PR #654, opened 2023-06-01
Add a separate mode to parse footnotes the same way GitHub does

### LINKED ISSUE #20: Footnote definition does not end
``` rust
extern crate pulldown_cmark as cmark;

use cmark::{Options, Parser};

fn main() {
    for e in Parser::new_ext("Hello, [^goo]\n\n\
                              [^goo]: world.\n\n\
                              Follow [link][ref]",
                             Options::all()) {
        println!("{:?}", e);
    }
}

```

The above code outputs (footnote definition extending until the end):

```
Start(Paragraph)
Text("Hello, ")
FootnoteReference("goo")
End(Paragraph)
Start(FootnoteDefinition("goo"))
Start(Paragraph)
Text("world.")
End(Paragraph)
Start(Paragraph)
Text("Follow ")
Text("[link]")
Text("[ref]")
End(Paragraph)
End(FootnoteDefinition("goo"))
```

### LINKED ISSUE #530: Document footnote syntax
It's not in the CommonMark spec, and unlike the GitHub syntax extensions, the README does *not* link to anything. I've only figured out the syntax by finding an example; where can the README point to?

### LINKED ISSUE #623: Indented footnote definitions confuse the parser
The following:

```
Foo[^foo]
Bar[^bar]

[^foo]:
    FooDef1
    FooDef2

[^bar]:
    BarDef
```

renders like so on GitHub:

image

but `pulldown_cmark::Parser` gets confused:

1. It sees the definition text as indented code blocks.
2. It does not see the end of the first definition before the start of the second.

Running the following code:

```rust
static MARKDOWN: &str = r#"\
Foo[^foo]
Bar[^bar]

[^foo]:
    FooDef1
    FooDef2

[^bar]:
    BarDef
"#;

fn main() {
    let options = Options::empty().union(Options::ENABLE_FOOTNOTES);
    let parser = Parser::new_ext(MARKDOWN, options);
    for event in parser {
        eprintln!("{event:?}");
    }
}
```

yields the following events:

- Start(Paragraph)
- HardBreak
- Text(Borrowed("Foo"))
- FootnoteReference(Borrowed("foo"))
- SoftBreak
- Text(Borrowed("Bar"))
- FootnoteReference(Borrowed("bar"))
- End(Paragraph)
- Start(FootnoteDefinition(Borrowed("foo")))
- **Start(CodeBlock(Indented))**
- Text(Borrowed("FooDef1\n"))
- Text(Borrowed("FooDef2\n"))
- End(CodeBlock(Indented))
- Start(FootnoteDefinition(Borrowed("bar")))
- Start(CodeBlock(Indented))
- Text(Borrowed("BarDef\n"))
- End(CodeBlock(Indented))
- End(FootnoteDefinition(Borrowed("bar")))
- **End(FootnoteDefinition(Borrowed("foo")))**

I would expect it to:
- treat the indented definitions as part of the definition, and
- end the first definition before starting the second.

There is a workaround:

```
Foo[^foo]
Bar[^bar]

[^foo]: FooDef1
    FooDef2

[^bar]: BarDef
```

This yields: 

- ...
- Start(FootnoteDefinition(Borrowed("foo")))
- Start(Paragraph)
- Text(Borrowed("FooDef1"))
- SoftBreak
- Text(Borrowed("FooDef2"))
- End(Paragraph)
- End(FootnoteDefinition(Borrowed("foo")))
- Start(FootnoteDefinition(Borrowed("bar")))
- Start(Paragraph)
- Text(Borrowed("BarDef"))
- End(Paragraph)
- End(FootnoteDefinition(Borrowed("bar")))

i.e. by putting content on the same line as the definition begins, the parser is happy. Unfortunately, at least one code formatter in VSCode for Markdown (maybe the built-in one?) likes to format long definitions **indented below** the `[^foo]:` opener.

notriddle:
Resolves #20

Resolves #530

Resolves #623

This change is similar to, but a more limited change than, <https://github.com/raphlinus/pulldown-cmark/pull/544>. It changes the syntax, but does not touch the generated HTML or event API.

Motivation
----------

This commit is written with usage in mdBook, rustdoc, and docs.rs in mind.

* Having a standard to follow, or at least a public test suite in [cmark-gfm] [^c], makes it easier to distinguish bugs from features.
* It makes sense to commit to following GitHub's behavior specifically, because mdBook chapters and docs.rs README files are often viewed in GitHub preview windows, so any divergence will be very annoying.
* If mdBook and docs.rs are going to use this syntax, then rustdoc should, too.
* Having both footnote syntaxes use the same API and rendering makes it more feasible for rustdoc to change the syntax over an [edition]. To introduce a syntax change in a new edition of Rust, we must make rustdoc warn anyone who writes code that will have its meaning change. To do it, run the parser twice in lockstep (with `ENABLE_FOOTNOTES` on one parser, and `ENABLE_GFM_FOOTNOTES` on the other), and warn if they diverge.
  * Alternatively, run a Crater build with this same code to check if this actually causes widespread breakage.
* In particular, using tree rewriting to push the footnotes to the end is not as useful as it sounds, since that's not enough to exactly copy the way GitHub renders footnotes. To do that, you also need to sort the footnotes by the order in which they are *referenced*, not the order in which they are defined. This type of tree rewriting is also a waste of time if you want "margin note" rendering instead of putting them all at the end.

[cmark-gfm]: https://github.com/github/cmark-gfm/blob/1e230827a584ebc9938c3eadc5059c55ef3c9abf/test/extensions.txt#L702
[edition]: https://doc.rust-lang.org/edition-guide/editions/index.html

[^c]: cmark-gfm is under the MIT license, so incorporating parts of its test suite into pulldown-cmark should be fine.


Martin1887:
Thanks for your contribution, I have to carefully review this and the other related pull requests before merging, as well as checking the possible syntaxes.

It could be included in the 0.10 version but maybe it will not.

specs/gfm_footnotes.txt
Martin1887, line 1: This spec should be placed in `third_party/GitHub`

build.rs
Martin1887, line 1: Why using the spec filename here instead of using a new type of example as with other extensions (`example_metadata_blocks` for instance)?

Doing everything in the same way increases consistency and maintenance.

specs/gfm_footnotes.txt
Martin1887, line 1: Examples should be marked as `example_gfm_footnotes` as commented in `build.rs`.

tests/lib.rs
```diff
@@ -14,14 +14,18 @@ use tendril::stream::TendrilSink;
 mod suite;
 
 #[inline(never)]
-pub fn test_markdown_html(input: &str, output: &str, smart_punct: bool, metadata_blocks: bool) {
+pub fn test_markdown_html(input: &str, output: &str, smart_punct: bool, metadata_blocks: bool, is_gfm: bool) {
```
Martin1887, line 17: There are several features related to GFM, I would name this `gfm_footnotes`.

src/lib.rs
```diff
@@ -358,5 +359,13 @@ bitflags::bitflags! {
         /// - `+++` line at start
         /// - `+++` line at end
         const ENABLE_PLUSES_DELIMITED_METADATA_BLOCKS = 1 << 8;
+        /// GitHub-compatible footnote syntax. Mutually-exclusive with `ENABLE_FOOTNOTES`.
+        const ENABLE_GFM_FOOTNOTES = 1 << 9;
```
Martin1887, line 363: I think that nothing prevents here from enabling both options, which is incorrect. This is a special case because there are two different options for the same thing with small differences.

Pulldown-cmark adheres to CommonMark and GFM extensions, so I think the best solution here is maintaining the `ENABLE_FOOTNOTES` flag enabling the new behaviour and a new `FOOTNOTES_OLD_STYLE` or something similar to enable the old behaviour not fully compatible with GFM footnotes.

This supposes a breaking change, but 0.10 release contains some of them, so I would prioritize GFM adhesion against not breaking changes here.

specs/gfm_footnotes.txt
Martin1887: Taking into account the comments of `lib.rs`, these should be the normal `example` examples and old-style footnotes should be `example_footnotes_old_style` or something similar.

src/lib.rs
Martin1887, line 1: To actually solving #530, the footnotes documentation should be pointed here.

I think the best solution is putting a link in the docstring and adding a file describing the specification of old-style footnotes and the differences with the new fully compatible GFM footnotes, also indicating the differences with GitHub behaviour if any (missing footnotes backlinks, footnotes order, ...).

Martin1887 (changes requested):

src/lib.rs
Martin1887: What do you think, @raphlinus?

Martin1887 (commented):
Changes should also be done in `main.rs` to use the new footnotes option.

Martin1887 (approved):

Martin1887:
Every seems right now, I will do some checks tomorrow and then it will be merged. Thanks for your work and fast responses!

§

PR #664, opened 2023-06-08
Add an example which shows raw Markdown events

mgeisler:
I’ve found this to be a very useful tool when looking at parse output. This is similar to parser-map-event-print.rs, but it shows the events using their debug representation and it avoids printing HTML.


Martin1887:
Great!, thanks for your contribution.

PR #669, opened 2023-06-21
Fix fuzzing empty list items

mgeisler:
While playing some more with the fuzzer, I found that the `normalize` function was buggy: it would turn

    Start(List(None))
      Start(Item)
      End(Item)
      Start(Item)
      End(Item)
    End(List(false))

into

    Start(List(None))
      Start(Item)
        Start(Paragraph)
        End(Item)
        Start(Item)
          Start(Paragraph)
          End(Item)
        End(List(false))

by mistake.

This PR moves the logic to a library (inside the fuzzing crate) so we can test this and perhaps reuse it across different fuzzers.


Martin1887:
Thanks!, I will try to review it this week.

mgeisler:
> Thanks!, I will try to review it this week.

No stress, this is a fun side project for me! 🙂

§

● Action item: Count the lines in the records above that contain the word "BarDef", and report only that number.

● Result of the exercise: 5